(Stored data)
·····

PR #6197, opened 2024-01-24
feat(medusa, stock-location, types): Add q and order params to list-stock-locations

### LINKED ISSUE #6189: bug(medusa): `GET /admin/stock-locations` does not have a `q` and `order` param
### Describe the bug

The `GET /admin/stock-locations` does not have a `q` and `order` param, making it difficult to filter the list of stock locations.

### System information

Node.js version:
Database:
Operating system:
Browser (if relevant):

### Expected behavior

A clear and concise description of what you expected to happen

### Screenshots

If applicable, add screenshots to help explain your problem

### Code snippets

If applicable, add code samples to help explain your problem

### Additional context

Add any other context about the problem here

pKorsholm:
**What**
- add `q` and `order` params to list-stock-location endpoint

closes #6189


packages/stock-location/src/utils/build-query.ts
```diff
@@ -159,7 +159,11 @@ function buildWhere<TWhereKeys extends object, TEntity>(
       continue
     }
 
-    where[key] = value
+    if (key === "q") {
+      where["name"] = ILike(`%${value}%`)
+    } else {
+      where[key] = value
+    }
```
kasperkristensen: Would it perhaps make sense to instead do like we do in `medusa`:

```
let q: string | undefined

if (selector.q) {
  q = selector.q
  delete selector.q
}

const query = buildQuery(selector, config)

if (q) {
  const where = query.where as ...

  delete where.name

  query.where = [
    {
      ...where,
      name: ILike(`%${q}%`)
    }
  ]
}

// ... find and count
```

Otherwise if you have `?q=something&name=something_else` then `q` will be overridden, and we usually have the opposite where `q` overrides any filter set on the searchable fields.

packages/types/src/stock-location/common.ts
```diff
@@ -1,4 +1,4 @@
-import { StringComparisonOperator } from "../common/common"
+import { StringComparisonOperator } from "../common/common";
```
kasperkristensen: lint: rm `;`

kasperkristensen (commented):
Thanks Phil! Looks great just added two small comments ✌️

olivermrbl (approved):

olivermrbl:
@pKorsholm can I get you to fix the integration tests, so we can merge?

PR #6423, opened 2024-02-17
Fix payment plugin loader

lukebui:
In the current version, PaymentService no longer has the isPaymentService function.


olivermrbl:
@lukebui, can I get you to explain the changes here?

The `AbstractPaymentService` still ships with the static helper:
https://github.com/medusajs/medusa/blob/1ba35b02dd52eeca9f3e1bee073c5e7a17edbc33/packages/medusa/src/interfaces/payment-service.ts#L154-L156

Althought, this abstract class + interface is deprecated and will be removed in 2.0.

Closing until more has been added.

·····

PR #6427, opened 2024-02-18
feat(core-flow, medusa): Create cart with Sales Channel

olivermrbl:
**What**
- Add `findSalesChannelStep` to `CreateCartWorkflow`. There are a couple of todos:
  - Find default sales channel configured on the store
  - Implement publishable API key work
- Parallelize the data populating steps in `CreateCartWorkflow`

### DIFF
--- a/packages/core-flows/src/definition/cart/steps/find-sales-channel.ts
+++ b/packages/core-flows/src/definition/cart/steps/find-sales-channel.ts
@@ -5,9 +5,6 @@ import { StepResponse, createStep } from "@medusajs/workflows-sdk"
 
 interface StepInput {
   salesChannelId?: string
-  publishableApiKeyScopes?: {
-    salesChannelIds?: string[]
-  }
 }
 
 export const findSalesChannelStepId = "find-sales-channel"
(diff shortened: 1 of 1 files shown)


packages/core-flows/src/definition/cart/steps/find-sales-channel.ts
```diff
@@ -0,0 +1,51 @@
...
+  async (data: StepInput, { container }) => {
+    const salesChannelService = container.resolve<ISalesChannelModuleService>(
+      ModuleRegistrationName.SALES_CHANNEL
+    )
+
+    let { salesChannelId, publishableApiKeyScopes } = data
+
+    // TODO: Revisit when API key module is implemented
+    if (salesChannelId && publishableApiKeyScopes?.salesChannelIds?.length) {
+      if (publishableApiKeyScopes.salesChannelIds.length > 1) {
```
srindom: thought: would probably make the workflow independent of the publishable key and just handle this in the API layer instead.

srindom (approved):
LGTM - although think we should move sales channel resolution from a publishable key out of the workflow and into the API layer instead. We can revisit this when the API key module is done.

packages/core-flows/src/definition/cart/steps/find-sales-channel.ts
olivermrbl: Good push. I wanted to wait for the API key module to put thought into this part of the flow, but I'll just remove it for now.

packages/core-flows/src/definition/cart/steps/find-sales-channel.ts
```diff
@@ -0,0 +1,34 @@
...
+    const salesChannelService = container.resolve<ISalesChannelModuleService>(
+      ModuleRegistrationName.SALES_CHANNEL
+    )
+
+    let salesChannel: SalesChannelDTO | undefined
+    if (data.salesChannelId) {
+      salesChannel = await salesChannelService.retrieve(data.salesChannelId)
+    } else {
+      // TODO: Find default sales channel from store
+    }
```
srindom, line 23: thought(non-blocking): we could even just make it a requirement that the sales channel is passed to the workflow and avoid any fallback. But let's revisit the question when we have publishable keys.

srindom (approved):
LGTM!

·····

§ EXERCISE:
Look through the entries above and report each line where the string "value" occurs.

§ SOLUTION TO THIS TASK:
-    where[key] = value
+      where["name"] = ILike(`%${value}%`)
+      where[key] = value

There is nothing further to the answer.